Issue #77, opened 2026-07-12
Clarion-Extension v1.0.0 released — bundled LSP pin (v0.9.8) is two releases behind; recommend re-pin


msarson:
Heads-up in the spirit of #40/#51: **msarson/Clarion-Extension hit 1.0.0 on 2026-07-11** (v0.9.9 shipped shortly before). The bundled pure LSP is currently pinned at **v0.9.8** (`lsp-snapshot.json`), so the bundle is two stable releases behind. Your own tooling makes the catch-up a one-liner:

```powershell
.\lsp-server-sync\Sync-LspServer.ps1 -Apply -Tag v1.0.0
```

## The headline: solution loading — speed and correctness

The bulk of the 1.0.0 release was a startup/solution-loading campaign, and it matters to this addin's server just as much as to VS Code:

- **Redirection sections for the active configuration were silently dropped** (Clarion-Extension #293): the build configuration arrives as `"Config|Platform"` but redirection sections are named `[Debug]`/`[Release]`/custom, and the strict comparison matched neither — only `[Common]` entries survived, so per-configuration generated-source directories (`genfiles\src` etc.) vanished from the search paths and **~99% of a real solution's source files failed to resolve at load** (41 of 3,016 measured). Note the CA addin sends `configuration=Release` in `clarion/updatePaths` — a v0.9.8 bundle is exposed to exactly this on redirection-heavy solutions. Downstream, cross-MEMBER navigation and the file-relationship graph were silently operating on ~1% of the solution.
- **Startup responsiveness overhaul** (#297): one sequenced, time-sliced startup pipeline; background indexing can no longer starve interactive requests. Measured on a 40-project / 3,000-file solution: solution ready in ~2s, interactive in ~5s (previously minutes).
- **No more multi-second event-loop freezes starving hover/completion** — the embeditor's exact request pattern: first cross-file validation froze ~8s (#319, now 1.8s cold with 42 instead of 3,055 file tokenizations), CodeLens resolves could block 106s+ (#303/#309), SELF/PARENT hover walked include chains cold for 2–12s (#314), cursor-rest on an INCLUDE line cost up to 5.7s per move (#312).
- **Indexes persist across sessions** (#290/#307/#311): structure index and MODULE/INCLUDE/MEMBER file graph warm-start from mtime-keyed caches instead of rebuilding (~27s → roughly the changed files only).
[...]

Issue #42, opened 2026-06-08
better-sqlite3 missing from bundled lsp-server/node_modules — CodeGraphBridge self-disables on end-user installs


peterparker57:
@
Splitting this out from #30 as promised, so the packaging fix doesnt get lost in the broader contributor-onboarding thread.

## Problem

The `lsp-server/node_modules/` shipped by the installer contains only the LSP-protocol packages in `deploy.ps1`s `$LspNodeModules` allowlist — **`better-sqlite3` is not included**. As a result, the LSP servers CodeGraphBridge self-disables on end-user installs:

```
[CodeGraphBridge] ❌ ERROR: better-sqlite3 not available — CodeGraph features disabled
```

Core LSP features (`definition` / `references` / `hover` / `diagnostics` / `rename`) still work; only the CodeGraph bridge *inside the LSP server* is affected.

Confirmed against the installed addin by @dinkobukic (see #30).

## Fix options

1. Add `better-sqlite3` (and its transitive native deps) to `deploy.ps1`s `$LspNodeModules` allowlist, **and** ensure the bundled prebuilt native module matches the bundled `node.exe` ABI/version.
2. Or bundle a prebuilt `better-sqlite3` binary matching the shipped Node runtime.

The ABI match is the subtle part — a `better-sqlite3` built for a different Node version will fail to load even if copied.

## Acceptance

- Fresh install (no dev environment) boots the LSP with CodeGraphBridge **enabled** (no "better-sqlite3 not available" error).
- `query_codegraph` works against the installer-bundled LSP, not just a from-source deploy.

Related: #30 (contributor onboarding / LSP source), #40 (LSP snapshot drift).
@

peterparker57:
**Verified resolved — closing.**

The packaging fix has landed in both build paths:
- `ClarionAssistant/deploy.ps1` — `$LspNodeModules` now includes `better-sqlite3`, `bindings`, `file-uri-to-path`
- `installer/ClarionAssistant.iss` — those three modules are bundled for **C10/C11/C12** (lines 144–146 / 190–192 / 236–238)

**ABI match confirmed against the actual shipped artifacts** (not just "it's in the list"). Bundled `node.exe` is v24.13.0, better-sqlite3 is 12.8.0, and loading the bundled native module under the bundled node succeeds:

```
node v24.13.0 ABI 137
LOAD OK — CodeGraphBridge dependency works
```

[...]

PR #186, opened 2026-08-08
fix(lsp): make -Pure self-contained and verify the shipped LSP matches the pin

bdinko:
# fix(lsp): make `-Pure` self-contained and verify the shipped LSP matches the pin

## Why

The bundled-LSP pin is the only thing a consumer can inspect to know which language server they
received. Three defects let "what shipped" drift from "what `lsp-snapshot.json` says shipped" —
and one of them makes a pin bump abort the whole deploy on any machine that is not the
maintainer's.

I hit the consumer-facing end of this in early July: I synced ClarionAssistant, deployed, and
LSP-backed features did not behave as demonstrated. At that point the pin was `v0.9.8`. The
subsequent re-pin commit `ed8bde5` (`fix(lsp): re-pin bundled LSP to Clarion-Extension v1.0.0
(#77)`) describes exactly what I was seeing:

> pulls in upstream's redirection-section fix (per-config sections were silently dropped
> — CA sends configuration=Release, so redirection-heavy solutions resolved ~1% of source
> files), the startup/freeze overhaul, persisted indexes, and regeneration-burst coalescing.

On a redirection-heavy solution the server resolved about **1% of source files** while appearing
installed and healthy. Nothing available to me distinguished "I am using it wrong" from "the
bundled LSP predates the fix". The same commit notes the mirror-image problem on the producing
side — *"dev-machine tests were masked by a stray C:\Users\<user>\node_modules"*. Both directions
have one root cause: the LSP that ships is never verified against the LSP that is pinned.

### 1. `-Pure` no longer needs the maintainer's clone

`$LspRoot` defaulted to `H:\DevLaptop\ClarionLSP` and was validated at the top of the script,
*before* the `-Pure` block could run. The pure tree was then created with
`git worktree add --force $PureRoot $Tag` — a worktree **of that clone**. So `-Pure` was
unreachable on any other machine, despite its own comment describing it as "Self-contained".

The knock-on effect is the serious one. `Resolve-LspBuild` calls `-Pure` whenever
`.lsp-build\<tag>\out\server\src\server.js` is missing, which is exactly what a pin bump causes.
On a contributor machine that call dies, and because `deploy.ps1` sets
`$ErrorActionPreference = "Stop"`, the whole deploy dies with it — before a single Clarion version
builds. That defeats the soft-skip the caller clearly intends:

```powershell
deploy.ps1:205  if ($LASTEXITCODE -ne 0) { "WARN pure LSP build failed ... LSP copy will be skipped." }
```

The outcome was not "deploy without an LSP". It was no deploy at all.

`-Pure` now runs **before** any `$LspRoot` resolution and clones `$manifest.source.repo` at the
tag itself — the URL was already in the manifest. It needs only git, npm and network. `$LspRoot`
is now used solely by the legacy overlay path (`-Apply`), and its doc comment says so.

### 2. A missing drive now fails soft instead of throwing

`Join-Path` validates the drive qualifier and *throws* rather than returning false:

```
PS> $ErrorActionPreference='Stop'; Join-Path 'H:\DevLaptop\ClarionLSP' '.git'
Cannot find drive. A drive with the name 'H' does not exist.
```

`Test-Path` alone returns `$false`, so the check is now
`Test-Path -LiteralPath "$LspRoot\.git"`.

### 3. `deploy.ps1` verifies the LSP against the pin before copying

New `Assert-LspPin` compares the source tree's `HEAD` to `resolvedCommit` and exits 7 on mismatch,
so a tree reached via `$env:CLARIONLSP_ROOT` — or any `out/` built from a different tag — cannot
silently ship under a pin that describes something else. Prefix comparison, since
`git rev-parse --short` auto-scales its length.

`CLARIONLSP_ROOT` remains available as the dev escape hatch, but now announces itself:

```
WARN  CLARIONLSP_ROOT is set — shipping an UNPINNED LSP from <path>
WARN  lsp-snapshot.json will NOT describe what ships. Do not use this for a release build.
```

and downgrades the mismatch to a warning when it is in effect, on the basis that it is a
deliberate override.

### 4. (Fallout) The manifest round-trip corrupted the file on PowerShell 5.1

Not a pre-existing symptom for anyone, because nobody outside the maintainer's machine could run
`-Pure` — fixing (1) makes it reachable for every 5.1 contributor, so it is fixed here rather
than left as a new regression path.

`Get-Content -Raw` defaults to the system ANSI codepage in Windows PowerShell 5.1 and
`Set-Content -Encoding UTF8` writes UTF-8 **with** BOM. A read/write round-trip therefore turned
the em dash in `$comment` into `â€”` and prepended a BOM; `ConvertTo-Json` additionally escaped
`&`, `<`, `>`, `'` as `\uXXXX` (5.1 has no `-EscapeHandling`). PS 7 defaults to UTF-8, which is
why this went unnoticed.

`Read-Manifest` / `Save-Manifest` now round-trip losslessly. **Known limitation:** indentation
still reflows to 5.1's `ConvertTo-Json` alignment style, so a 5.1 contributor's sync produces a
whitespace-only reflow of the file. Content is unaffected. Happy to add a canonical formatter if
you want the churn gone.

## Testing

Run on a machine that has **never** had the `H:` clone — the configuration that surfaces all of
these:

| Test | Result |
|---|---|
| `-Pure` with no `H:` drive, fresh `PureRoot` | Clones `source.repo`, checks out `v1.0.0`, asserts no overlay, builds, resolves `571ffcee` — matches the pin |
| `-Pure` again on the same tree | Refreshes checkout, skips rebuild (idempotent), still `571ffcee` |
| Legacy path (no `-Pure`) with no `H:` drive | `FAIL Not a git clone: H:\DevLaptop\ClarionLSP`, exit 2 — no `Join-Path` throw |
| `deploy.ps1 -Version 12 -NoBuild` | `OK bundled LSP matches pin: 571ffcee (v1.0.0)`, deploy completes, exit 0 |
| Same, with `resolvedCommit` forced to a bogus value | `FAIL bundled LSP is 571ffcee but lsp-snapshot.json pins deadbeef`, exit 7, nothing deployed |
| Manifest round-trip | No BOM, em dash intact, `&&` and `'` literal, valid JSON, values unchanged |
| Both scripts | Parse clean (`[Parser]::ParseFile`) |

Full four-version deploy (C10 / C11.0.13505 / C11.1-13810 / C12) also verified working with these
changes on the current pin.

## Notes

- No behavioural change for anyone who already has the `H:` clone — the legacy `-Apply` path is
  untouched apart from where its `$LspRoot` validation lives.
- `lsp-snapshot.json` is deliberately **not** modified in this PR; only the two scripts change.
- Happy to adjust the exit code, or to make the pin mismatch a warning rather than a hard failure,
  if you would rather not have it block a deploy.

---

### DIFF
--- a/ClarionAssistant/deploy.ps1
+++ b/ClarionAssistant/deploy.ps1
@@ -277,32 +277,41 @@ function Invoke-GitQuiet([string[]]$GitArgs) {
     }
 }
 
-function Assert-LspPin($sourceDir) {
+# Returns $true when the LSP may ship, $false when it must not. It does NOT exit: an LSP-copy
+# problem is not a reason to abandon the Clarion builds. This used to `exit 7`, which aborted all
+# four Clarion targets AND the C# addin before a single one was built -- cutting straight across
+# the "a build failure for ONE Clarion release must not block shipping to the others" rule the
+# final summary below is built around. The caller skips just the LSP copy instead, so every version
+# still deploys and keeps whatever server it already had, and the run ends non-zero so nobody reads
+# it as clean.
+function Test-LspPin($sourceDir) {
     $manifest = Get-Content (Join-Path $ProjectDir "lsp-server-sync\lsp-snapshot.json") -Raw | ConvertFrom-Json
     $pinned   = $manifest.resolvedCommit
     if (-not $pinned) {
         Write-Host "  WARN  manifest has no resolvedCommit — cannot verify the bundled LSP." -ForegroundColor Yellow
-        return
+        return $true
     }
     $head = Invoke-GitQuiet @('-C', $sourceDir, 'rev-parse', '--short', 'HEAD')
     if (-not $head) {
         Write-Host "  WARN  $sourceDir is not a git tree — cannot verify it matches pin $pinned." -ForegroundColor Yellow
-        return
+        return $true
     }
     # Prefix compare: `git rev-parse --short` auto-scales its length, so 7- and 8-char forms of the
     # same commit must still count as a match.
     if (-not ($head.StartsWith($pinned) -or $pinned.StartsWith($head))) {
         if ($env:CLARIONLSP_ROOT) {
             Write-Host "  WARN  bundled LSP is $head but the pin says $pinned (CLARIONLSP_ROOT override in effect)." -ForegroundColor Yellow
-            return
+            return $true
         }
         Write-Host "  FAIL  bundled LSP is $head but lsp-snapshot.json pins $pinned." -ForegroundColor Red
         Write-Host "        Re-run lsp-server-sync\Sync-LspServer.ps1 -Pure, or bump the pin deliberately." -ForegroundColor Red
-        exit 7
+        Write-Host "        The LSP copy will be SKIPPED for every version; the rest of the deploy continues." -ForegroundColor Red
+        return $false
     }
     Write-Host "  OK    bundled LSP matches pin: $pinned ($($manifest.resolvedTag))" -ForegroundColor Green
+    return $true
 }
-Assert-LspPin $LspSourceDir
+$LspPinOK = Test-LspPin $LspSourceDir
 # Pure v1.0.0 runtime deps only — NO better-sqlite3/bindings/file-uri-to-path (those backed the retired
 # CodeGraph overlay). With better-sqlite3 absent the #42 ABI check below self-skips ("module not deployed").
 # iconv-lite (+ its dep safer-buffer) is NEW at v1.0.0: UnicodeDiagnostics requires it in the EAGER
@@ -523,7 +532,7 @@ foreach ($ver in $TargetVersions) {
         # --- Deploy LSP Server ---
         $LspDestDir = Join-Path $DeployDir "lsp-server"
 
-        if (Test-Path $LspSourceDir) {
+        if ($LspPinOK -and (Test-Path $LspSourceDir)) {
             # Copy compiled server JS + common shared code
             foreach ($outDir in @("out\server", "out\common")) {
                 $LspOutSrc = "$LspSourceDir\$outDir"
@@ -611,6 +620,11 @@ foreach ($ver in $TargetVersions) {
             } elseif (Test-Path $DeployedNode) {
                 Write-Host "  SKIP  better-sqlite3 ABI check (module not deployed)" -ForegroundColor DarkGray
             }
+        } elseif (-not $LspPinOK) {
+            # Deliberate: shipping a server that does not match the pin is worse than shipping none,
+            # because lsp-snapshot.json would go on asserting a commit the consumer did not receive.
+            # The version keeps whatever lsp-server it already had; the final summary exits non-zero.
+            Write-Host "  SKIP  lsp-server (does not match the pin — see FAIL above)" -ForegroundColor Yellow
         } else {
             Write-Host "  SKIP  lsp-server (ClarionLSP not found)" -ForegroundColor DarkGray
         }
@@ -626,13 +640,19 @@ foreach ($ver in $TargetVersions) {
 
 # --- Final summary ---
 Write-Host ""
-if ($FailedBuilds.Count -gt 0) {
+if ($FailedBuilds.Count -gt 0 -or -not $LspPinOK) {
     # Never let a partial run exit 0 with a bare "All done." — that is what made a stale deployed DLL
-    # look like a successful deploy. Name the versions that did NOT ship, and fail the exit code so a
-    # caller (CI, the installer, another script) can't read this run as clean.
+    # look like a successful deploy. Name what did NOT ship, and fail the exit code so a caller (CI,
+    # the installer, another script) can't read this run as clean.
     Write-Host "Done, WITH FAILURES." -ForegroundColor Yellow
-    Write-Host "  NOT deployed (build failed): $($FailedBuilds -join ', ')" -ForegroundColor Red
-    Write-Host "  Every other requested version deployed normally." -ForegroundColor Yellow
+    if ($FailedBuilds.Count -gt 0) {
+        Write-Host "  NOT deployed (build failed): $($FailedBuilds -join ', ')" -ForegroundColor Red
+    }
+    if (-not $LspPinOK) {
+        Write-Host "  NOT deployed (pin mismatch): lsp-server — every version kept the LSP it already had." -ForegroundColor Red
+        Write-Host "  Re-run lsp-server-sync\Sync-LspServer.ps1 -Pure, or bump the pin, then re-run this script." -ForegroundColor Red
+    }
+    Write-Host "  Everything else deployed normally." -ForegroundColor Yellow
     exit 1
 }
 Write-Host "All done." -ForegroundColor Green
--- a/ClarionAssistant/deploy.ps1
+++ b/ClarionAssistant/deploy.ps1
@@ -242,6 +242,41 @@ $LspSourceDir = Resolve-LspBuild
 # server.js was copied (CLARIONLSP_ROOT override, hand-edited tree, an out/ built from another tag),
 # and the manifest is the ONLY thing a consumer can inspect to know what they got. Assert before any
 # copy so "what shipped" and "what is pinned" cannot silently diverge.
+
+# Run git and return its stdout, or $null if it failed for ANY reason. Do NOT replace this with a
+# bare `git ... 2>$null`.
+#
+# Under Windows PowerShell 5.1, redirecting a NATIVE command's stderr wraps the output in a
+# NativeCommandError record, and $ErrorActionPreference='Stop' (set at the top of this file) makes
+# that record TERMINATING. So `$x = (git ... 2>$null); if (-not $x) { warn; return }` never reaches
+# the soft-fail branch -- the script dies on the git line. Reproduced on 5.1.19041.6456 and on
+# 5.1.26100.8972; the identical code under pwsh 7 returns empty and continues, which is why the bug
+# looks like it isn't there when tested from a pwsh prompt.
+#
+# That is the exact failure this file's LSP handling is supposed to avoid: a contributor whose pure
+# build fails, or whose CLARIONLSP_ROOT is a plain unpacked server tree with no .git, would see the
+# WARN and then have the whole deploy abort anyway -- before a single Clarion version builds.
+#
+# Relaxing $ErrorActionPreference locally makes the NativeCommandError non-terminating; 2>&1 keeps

----------------

* Problem description
Each line above that contains the string "these" should be identified and copied.

* Completed task
these:
Full four-version deploy (C10 / C11.0.13505 / C11.1-13810 / C12) also verified working with these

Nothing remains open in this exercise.